• _YOUR TASK_
Take every line in the entries that includes the word "workflows" and copy it.

[Data excerpts]
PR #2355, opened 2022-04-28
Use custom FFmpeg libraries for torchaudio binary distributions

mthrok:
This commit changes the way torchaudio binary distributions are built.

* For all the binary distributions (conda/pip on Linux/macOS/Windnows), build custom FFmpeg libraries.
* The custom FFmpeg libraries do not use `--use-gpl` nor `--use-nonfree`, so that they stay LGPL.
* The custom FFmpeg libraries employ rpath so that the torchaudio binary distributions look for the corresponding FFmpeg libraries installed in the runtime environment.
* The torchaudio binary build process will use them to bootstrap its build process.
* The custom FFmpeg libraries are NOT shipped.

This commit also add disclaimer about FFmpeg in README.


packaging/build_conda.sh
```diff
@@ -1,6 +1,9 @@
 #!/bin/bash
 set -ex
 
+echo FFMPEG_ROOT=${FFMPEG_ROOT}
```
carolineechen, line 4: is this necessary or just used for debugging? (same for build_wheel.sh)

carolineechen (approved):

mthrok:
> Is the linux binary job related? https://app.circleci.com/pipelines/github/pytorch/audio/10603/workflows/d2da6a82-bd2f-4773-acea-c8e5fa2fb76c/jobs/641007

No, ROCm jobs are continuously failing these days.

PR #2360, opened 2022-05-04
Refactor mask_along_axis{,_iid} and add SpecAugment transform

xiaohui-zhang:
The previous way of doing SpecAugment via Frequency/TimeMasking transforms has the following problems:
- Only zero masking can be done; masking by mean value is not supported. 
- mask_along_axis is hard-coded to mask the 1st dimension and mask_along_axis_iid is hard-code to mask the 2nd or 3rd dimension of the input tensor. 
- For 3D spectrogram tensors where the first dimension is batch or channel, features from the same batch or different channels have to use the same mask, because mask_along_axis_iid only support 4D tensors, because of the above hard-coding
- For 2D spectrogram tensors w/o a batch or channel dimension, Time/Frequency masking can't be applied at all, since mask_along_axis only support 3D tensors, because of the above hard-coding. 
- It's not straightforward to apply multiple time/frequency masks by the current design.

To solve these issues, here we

---

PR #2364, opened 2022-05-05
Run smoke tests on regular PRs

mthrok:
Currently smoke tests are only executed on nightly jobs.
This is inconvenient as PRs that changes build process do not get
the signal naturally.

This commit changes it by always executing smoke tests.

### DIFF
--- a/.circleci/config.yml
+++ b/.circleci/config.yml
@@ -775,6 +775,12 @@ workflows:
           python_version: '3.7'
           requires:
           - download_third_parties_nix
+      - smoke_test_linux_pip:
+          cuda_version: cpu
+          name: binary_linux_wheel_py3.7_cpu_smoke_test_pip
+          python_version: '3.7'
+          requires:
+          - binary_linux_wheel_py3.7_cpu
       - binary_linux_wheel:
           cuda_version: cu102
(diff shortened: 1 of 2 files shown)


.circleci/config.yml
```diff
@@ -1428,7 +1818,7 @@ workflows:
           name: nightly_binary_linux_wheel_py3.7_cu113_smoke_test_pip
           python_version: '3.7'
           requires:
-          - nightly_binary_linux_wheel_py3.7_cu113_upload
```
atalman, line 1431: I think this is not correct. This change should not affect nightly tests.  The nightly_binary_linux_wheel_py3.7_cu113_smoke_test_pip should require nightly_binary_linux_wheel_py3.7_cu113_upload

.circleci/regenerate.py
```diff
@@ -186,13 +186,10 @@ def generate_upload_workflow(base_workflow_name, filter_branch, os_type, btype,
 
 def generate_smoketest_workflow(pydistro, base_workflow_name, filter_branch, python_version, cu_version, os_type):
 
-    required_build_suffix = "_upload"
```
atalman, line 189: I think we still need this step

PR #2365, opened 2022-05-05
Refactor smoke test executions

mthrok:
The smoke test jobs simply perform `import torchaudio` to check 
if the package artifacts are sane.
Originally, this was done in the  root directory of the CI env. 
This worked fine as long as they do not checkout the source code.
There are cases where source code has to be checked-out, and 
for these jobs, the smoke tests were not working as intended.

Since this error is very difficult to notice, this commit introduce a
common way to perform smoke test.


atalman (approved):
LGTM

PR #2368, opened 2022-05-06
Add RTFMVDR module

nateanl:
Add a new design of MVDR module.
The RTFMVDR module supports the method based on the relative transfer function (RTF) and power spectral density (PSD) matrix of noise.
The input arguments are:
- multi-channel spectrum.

• _RESULT_
> Is the linux binary job related? https://app.circleci.com/pipelines/github/pytorch/audio/10603/workflows/d2da6a82-bd2f-4773-acea-c8e5fa2fb76c/jobs/641007
@@ -775,6 +775,12 @@ workflows:
@@ -1428,7 +1818,7 @@ workflows:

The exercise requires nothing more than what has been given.